**What the task asks:** The data is to be transcribed in full, with nothing missed.

**Records:**

PR #11483, opened 2025-12-23
Track all selected items separately for each editor map

Robyt3:
All selected items in the editor (e.g. selected group, layers, envelope points etc.) should be tracked separately for each editor map to support using multiple maps at the same time.

Move all relevant variables and functions to `CEditorMap`. Group and reorder the functions.

## Checklist

### DIFF
--- a/src/game/editor/editor.cpp
+++ b/src/game/editor/editor.cpp
@@ -90,365 +90,6 @@ void CEditor::EnvelopeEval(int TimeOffsetMillis, int EnvelopeIndex, ColorRGBA &R
 	pEnvelope->Eval(Time, Result, Channels);
 }
 
-std::shared_ptr<CLayerGroup> CEditor::GetSelectedGroup() const
-{
-	if(m_SelectedGroup >= 0 && m_SelectedGroup < (int)Map()->m_vpGroups.size())
-		return Map()->m_vpGroups[m_SelectedGroup];
-	return nullptr;
-}
-
-std::shared_ptr<CLayer> CEditor::GetSelectedLayer(int Index) const
-{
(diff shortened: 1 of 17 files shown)


src/game/editor/editor.cpp
```diff
@@ -7428,12 +7054,6 @@ void CEditor::Reset(bool CreateDefault)
 		Map()->CreateDefault();
 	}
 
-	SelectGameLayer();
-	DeselectQuads();
-	DeselectQuadPoints();
-	m_SelectedEnvelope = 0;
-	m_SelectedSource = -1;
```
AssassinTee, line 7438: TODO for me: Check if resetting works

src/game/editor/editor.cpp
```diff
@@ -7948,9 +7568,6 @@ bool CEditor::Load(const char *pFilename, int StorageType)
 	bool Result = Map()->Load(pFilename, StorageType, std::move(ErrorHandler));
 	if(Result)
 	{
-		Map()->SortImages();
-		SelectGameLayer();
```
AssassinTee, line 7956: TODO: check if the gamelayer is autoselected on map load

AssassinTee:
@Robyt3 I noticed, if you create a new color envelope, then the points are missing because the view isn't right. This is not happening on latest master

screenshot_2026-01-18_14-22-50

Robyt3:
> @Robyt3 I noticed, if you create a new color envelope, then the points are missing because the view isn't right. This is not happening on latest master

Also happening on master. Fixed by #11647.

Robyt3:
Rebased.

**Answer box:**
PR #11483, opened 2025-12-23
Track all selected items separately for each editor map

Robyt3:
All selected items in the editor (e.g. selected group, layers, envelope points etc.) should be tracked separately for each editor map to support using multiple maps at the same time.

Move all relevant variables and functions to `CEditorMap`. Group and reorder the functions.

## Checklist

### DIFF
--- a/src/game/editor/editor.cpp
+++ b/src/game/editor/editor.cpp
@@ -90,365 +90,6 @@ void CEditor::EnvelopeEval(int TimeOffsetMillis, int EnvelopeIndex, ColorRGBA &R
 	pEnvelope->Eval(Time, Result, Channels);
 }
 
-std::shared_ptr<CLayerGroup> CEditor::GetSelectedGroup() const
-{
-	if(m_SelectedGroup >= 0 && m_SelectedGroup < (int)Map()->m_vpGroups.size())
-		return Map()->m_vpGroups[m_SelectedGroup];
-	return nullptr;
-}
-
-std::shared_ptr<CLayer> CEditor::GetSelectedLayer(int Index) const
-{
(diff shortened: 1 of 17 files shown)


src/game/editor/editor.cpp
```diff
@@ -7428,12 +7054,6 @@ void CEditor::Reset(bool CreateDefault)
 		Map()->CreateDefault();
 	}
 
-	SelectGameLayer();
-	DeselectQuads();
-	DeselectQuadPoints();
-	m_SelectedEnvelope = 0;
-	m_SelectedSource = -1;
```
AssassinTee, line 7438: TODO for me: Check if resetting works

src/game/editor/editor.cpp
```diff
@@ -7948,9 +7568,6 @@ bool CEditor::Load(const char *pFilename, int StorageType)
 	bool Result = Map()->Load(pFilename, StorageType, std::move(ErrorHandler));
 	if(Result)
 	{
-		Map()->SortImages();
-		SelectGameLayer();
```
AssassinTee, line 7956: TODO: check if the gamelayer is autoselected on map load

AssassinTee:
@Robyt3 I noticed, if you create a new color envelope, then the points are missing because the view isn't right. This is not happening on latest master

screenshot_2026-01-18_14-22-50

Robyt3:
> @Robyt3 I noticed, if you create a new color envelope, then the points are missing because the view isn't right. This is not happening on latest master

Also happening on master. Fixed by #11647.

Robyt3:
Rebased.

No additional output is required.